─── Information given ───

PR #10265, opened 2015-11-26
Fix bug: When IDs targetClass & model(not new) is same then unique validator passed

githubjeka:
Fix #10263

### DIFF
--- a/framework/CHANGELOG.md
+++ b/framework/CHANGELOG.md
@@ -3,7 +3,7 @@ Yii Framework 2 Change Log
 
 2.0.7 under development
 -----------------------
-
+- Bug #10263: Unique validator passed for update-scenario when IDs targetClass and model is same (bupy7, githubjeka)
 - Bug #6351: Find MySQL FK constraints from `information_schema` tables instead of `SHOW CREATE TABLE` to improve reliability (nineinchnick)
 - Bug #6363, #8301, #8582, #9566: Fixed data methods and PJAX issues when used together (derekisbusy)
 - Bug #6876: Fixed RBAC migration MSSQL cascade problem (thejahweh)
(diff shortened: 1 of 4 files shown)


tests/framework/validators/UniqueValidatorTest.php
```diff
@@ -136,4 +138,28 @@ public function testValidateCompositeKeys()
         $val->validateAttribute($m, 'id');
         $this->assertFalse($m->hasErrors('id'));
     }
+
+    public function testValidateTargetClass()
+    {
+        $val = new UniqueValidator([
+            'targetClass' => Category::className(),
+            'targetAttribute' => ['name'],
```
cebe: could you explain the semantics behind this validation? why would I validate uniqueness of item name against categories?

githubjeka: This is done so only for reproduction

githubjeka: I need two models with same attributes for unique

samdark: UUID?

samdark: Seems to be valid case.

cebe:
needs a changelog

framework/CHANGELOG.md
```diff
@@ -3,7 +3,7 @@ Yii Framework 2 Change Log
 
 2.0.7 under development
 -----------------------
-
+- Bug #10263: Unique validator passed for update-scenario when IDs targetClass and model is same (bupy7, githubjeka)
```
SilverFire: We order our changelog by type (bug, enh, chg, new), then by issue ID.

githubjeka:
@cebe  if need semantic I can change test. Because attribute can be different.

SilverFire:
Merged with minor adjustments: https://github.com/yiisoft/yii2/commit/a1ff095f91f1da59305fd108f1bf0c063a554cb1, https://github.com/yiisoft/yii2/commit/6eb9830d645f9a00ac5568e695e209a761b226d2. Thank you!

PR #9952, opened 2015-10-18
Fix to get data methods and pjax working together

derekisbusy:
I added this commit before #9432 but never got merged and ended up having to reset my branch because the branch was both ahead and behind in commits and wasn't sure how to resolve that with git. Anyway here are the updates applied again.. I also added support to fix @elastic-od issue in previous patch. I have tested this code and it does work. Please merge with master branch. Thanks!

PR #10267, opened 2015-11-27
Unable to get data passed via "data-params" in pjax events

psolom:
Hey, I have found another issue related to #9952.
I am not able to reach extra params passed to pjax via "data-params" attribute.

My button link options are:

``` php
[
    'data-method' => 'post',
    'data-pjax' => 1,
    'data-pjax-container' => '#data-grid',
    'data-pjax-push-state' => 0,
    'data-pjax-timeout' => 0,
    'data-params' => ['foo' => 'bar'],
];
```

But I was not able to get ['foo' => 'bar'] object in pjax events ('pjax:success' e.g.)

I have discovered that "data-params" is not passed to pjax options in yii.js
To solve this issue "pjaxOptions" var in yii.js should be extended with "params" option, and shall look like:

``` js
pjaxOptions = {
    container: pjaxContainer,
    push:pjaxPushState,
    replace:pjaxReplaceState,
    scrollTo:pjaxScrollTo,
    timeout:pjaxTimeout,
    params:params
}
```

After the change I made I have managed to reach passed params as:

``` js
$('#data-grid').on('pjax:success', function (event, data, status, xhr, options) {
    options.params // contains {foo: "bar"} object
});
```

CHANGELOG: 

Option `params` replaced with `originalEvent` which is more flexible as you can reach triggered DOM object. For example, you are able to reach passed params in PJAX event as:

``` js
$('#data-grid').on('pjax:success', function (event, data, status, xhr, options) {
    $(options.originalEvent.currentTarget).data('params'); // contains {foo: "bar"} object
});
```

### DIFF
--- a/framework/assets/yii.js
+++ b/framework/assets/yii.js
@@ -172,7 +172,7 @@ yii = (function ($) {
                     replace: pjaxReplaceState,
                     scrollTo: pjaxScrollTo,
                     timeout: pjaxTimeout,
-                    params: params
+                    originalEvent: event
                 }
             }
 
--- a/framework/assets/yii.js
+++ b/framework/assets/yii.js
@@ -171,7 +171,8 @@ yii = (function ($) {
                     push: pjaxPushState,
                     replace: pjaxReplaceState,
                     scrollTo: pjaxScrollTo,
-                    timeout: pjaxTimeout
+                    timeout: pjaxTimeout,
+                    params: params
                 }
             }
 


SilverFire:
Well, I'm not sure whether we can accept the PR "as is" because `params` is not a documented property of PJAX plugin, so it will be unavailable unless `pjax.submit` was called by yii.js
However, the use case is valid and I can't find any better options to solve it.

When we are going to cheat a little, maybe it's better to store `$e` element (that triggered pjax form submit)? Having the element, we have much more control over it.

> Tip. `event` variable in `pjax:success` has the `pjax-container` as a target.

@samdark, @klimov-paul do you have any ideas?

samdark:
Having the element is better.

servocoder:
This not documented, you are right, but it is a common solution. In fact one is able to pass any "extra params" to PJAX plugin and it will be possible to get it in the plugin events. I have created this fix after reading this post:
http://stackoverflow.com/questions/21679655/jquery-pjax-ajax-success-function

Anyway I believe there is should be an abbility to pass such params. In my case this helped me to define which button in grid was clicked. I don't mind if somebody have any better solution for implementation.

SilverFire:
@servocoder I'm not standing against your idea, but I'm trying to make it more flexible.

Let's choose a name:
 - `triggeredBy`
 - `submitedBy`
 - propose your own :)

servocoder:
@SilverFire It is ok, I agree with you.

Both names are good for me :)

samdark:
@SilverFire in plain JS it's usually event `currentTarget` or `target`. The element often available via `this` as well.

SilverFire:
@samdark 

> ```js
$('#data-grid').on('pjax:success', function (event, data, status, xhr, options) {
    options.params // contains {foo: "bar"} object
});
```
> > Tip: `event` variable in `pjax:success` has the `pjax-container` as a target.

There is an `event` as the first attribute, but it points to the `pjax-container`, and we need to get the button, which triggered the event.

Although maybe it's a good idea to store event, instead of element.

What about `originalEvent`?

**Comment by samdark** [comment]
Yep. That sounds better than introducing another option.

**Comment by SilverFire** [comment]
@samdark it will be a new option :)

**Comment by SilverFire** [comment]
@servocoder could you update your PR and add a CHANGELOG line

**Comment by servocoder** [comment]
@SilverFire 
Yes, I am gonna do it now.
I can pass to PJAX both event and $e from yii.js
In this case you can access initial triggered object in two different ways:
```
$('#data-grid').on('pjax:success', function (event, data, status, xhr, options) {
        console.log($(options.originalEvent.currentTarget));
        console.log(options.originalTarget); // originalTarget is jQuery object
});
```
The second one is more obvious. Is this ok?

SilverFire:
`options.originalTarget.target` is the same as `options.originalTarget` in your example. I can't see any reasons for duplicating.

servocoder:
Not `options.originalEvent.target` but `options.originalEvent.currentTarget`.
`options.originalEvent.target` represent `<span>`, not `<a>` DOM object.
Anyway both can be reached via `options.originalEvent`, so I have commited changes and added changelog as you asked. Check it, please.

SilverFire:
Merged! https://github.com/yiisoft/yii2/commit/a301d7154a1c34508bbf3b9252ea52e7cd90c439

SilverFire:
Thank you!

servocoder:
@SilverFire 
We have to reopen this task.
I have found that `options.originalEvent` is undefined after deleting row in grid.
But `options.originalTarget` - `$e` jQuery object passed in yii.js - is ok.
So we have to pass `options.originalTarget` as well, to get target DOM object even if row was deleted.
Don't you mind if I add it to `options` ?

SilverFire:
Well, than the problem might be a little more complex. Passing an element by reference might be a wrong way, because it can be removed any moment.
Since it's a PR, I would kindly ask you ti create a new issue and we'll decide how to deal with the problem. Thank you

PR #10284, opened 2015-11-30
Fix #10217 for the case when there is hidden input combined with list view

### LINKED ISSUE #10217: GridView widget problem with array query parameters

omnilight:
I've found small, but important bug.

I the case when you have standard `Html::activeListView` as a filter input, it really adds two inputs: one is select with the name `name[]` and second is hidden input with name `name`. Second one is passed, when no value is selected.

In the case we have selected some value, query string will be: `name=&name[]=1&name[]=2`. That's correct. Now, if you deselect all values from select, `applyFilter` function will find only hidden's input value (because of `$(settings.filterSelector).serializeArray()`). So, when later it will try to override query string values, it will not override `&name[]=1&name[]=2` part because no key `name[]` will be in the `keysInFilter` variable. So my new pull-request is fixing with behavior
#10217

### DIFF
--- a/framework/assets/yii.gridView.js
+++ b/framework/assets/yii.gridView.js
@@ -95,7 +95,7 @@
             var namesInFilter = Object.keys(data);
 
             $.each(yii.getQueryParams(settings.filterUrl), function (name, value) {
-                if (namesInFilter.indexOf(name) === -1) {
+                if (namesInFilter.indexOf(name) === -1 && namesInFilter.indexOf(name.replace(/\[\]$/, '')) === -1) {
                     if (!(name in data)) {
                         data[name] = [];
                     }


SilverFire:
I've checked this case during the validation the your previous PR and decided that this behavior is ok, because usually we add an option `<option name="state" value="">Any</option>`

But when you use select2 with multiple tags instead of default HTML select, it may not work.

I'll verify this PR a little bit later

omnilight:
Thank you

servocoder:
Hey,
I have faced an important issue, related to this one I believe.
I hope you guys, help clarify it to me and I will create pull request for it then.

My url:
`http://domain.com/product/index?ProductSearch%5Bname%5D=test&page=1&per-page=2&sel%5B%5D=8&sel%5B%5D=9&sel%5B%5D=10`

After it filtered with `applyFilter` method of `yii.gridView.js` it lost the second `sel` var and becomes like:
`http://domain.com/product/index?ProductSearch%5Bname%5D=test&page=1&per-page=2&sel%5B%5D=10`

So filtering cuts all vars with the same name and left only the last in order.
This happens due to `getQueryParams` method in `yii.js`. Here is the result of `console.log(yii.getQueryParams(settings.filterUrl));` in `applyFilter` method:

```
{
PromoteProduct[name]: "test",
page: "1",
per-page: "2",
sel[]: "10"
}
```

As you can see `yii.getQueryParams` doesn't respect multiple veriables with the same name. Expected behavior for me is it returns object like:

```
{
PromoteProduct[name]: "test",
page: "1",
per-page: "2",
sel: [
    "10",
}
```

omnilight:
As I found by the quick search of the framework files, `getQueryParams` method is only used in the `yii.gridView.js` file. 

Behaviour of the `getQueryParams` could be easily fixed, but wouldn't it break BC?

If so, we can simply implement special version for `yii.gridView.js`, or for example add special parameter for `getQueryParams` to respect `name[]` notation of variables

servocoder:
@omnilight 
I agree, now `getQueryParams` parses url very poorly.
It doesn't cover many cases of url params, so I have suggested to use either third-party solution instead of `getQueryParams` or... the code of some third-party solution inside `getQueryParams` :)
But I don't like the idea to reinvent the wheel.

SilverFire:
Merged, thank you!

SilverFire:
@servocoder you're right, this feature needs support by `getQueryParams`. If you can make a PR - go ahead, it will be great, I'll take care to fit it in upcoming 2.0.7 release.

SilverFire:
https://github.com/AceMetrix/jquery-deparam is a good plugin, but it's a little over-complicated and I don't like the idea of adding new JS dependency. I think we can make own simpler implementation

servocoder:
@SilverFire
I have created #10302, check please

PR #10290, opened 2015-11-30
Change createModles method from private to protected

speeeechless:
Inheritance problem when I extend yii\db\ActiveQuery (need to overwrite the populate method to add some processing functions)

### DIFF
--- a/framework/db/ActiveQueryTrait.php
+++ b/framework/db/ActiveQueryTrait.php
@@ -108,7 +108,7 @@ trait ActiveQueryTrait
      * @param array $rows
      * @return array|ActiveRecord[]
      */
-    private function createModels($rows)
+    protected function createModels($rows)
     {
         $models = [];
         if ($this->asArray) {


samdark:
What's your use case exactly?

speeeechless:
I’ve a table with translations in it and I want to get the translations based on the current culture transparently thru the ActiveRecord class when I use find(). Maybe I’m not going on the right way ?


De : Alexander Makarov [mailto:notifications@github.com]
Envoyé : lundi 30 novembre 2015 17:22
À : yiisoft/yii2
Cc : speeeechless
Objet : Re: [yii2] Change createModles method from private to protected (#10290)


What's your use case exactly?

samdark:
Are these message translations?

speeeechless:
Yes, kind of.

For exemple, I’ve a table News with the fields : id, title, summary, date and I’m storing the translations for the field title and summary in a specific table. I want to load those translations after getting the records from the table News. I’d like to use the event afterFind but this doesn’t work combinated with the asArray option.

samdark:
Please make sure it can't be implemented w/o the change. Check https://github.com/samdark/yii2-cookbook/blob/master/book/ar-single-table-inheritance.md for ideas.

speeeechless:
Hmm nice idea, it might work for a one to one relation but in my case this is a little bit different (one item, many translations, one for each field in each language). I’m setting up a translation model as describe here http://stackoverflow.com/questions/28118054/better-way-of-storing-translations-in-mysql (second option)

samdark:
I still think it can be done with the current accessible methods. Gonna try implementing it.

PR #11963, opened 2016-07-15
if configuration cache server but yii_debug is true and yii_env is dev so urlrule isn't update in main.php

aslijiasheng:
| Q | A |
| --- | --- |
| Is bugfix? | yes |
| New feature? | no |
| Breaks BC? | yes |
| Tests pass? | yes |

```
     if configuration cache server but yii_debug is true and yii_env is dev so urlrule isn't update in main.php
     unless cache LRU expired
```

…v so urlrule is not update in main.php


cebe:
you should disable caching generally in dev environment. You can use `DummyCache` class to test with enabled caching.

───

■ Work request
Filter the listing above down to the lines that contain the word "indexOf".

■ Reply
-                if (namesInFilter.indexOf(name) === -1) {
+                if (namesInFilter.indexOf(name) === -1 && namesInFilter.indexOf(name.replace(/\[\]$/, '')) === -1) {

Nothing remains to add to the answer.